Meu nome é Clara. Trabalho de
costureira nas Confecções 1857, unidade/Cristal. A 1857 é a maior indústria de
confecções do país. E o dono, Dr. Simião, o melhor patrão do mundo. Opinião
compartilhada pelos quarenta mil funcionários da empresa. Ganhamos 20% a mais
que os demais empregados do setor, temos benefícios sociais ausentes em outras
fábricas e não somos simples registros trabalhistas. De mais a mais, inexiste
empregador mais atencioso que o Dr. Simião. Dr. Simião é daquelas pessoas
incapazes de fingir. Parece que quando Dr. Simião nos cumprimenta, o coração
fica dizendo que nos ama. Os homens não comentam essa impressão, mas as mulheres
fazem dessa visão uma festa.
Bom, acariciando rosas vermelhas, personalizadas
e distribuídas no acesso ao auditório,
estamos lá esperando Dr. Simião. Às nove
horas ele deve chegar acompanhado da mulher, D. Antônia, e ler a mensagem sobre
o Dia Internacional da Mulher. Depois será servido o café da manhã. Em seguida,
os funcionários – inclusive os homens –, terão o dia de folga. Nove horas em ponto
e nada de Dr. Simião. Às nove e dez chega um elegante e desconhecido casal e
acomoda-se na divisão elevada do auditório. Executivos de fora, imaginamos.
Após minutos de aflitivo silêncio, o
homem pega o microfone, apresenta-se e confirma a minha percepção de surpresa: o
casal estava vindo do hospital. Dr. Simião sofrera uma queda no banheiro e
quebrara a perna. Estava sendo operado. Não podia, pois, prestigiar a nossa
festa. A mensagem de felicitações pelo Dia Internacional da Mulher seria lida
pela senhora ao lado, a Dra. Alexandra. Mas, mesmo na maca, Dr. Simião redigira
umas linhas e recomendara que o bilhete fosse lido por uma funcionária. Dito
isso, o senhor Getúlio me chama para ler o bilhetinho.
Tímida, relutei, mas os gritos de
“Clara, Clara, Clara” deram-me força e comecei a ler o escrito. Com certa
dificuldade, é verdade, pois o texto era uma garrancheira só:
“Queridas
amigas, não posso estar com vocês. Levei um tombo no banheiro. Estou no
hospital. Dra. Alexandra vai ler a minha mensagem de congratulações pelo dia de
vocês. Espero que tenham um dia de sorrisos. Divirtam-se. Nossa empresa tem um
sonho: alcançar a completa harmonia comportamental entre homem e mulher.
Estamos chegando lá.
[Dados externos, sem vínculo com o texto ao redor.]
PR #217, opened 2022-05-17
Add encoding.DescribeResponse

ekerfelt:
This commit adds a new `DescribeResponse` function to the encoding package.
This function's job is to describe the http wire representation of a Response type

The output of this function can then be used for both the client generation
and for the code generation inside Encore request handlers for applications.

### DIFF
--- a/parser/encoding/rpc.go
+++ b/parser/encoding/rpc.go
@@ -20,14 +20,8 @@ const (
 	Body                            // Parameter is placed in the body
 )
 
-// tagToLocation is used to translate struct field tags to param locations
-// if overrideDefault is set, the default HTTP param location will be changed
-// if the tag matches the paramLocation, the param name will be override with the
-// tag name
-var tagToLocation = map[string]struct {
-	location        ParameterLocation
-	overrideDefault bool
-}{
+// requestTags is a description of tags used for requests
+var requestTags = map[string]tagDescription{
 	"query": {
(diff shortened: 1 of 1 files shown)


parser/encoding/rpc.go
```diff
@@ -69,43 +91,47 @@ func (e *RPCEncoding) RequestEncodingForMethod(method string) *RequestEncoding {
...
 
-// ParameterEncoding expresses how a parameter should be encoded
+// ParameterEncoding expresses how a parameter should be encoded on the wire
 type ParameterEncoding struct {
 	// Location (e.g. header, query, body) where the parameter should be marshalled from/to
 	Location ParameterLocation
 	// The location specific name of the parameter (e.g. cheeseEater, cheese-eater, X-Cheese-Eater
 	Name string
+	// Whether the name should be case-sensitive
+	CaseSensitive bool
```
DomBlack, line 115: When sent to `true` the standard library JSON (i.e. the one we use in the client generator) will still be case insensitive. Is this ok? (i.e. what's the use case fo having this be true?)

DomBlack (dismissed):
One small comment

parser/encoding/rpc.go
ekerfelt: Good point. I'll remove it

DomBlack (approved):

Abracemo-nos, amigas, pois muito em breve a voz masculina
e a feminina da 1857 formarão belo discurso único, tornando irrelevante a
tonalidade da voz. Espero que essa igualdade também ocorra em seus lares e em
todos os ambientes deste amado país. Parabéns e um beijo no coração. Gostaria
de dizer mais umas coisinhas, mas a linda moça de branco aqui na minha frente
já está afiando a faca, doida para me cortar.”
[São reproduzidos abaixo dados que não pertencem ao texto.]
PR #219, opened 2022-05-18
Add Header support to Go Client Generator

DomBlack:
This commit adds header support to the Go Client Generator using the new
DescribeRPC and shared Type Marshaling generator.

The golden package is now being used for the Client Generator to make it easier
to update the expected test files.

It updates the input to the client generator test to include a bunch of new
cases to try and expose as many test edges as possible.

### DIFF
--- a/cli/internal/codegen/golang.go
+++ b/cli/internal/codegen/golang.go
@@ -8,18 +8,25 @@ import (
 
 	"github.com/cockroachdb/errors"
 	. "github.com/dave/jennifer/jen"
+	"github.com/fatih/structtag"
 
 	"encr.dev/cli/internal/version"
+	"encr.dev/internal/gocodegen"
+	"encr.dev/parser/encoding"
 	meta "encr.dev/proto/encore/parser/meta/v1"
 	schema "encr.dev/proto/encore/parser/schema/v1"
 )
 
 type golang struct {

Cessados os aplausos, Dr. Getúlio
agradeceu e passou a palavra à Dra. Alexandra, a quem competia ler o discurso
de Dr. Simião. Silêncio, agora de expectativa, a doutora tirou um papel da
bolsa e deu sonoro bom-dia.
A
princípio enchemos as bochechas, depois os sorrisos foram enchendo o auditório.
Aí nos juntamos às gargalhadas de Dr. Getúlio e de Dra. Alexandra. Gargalhada
feminina, a dele, e masculina, a dela, o que terminou amplificando a nossa.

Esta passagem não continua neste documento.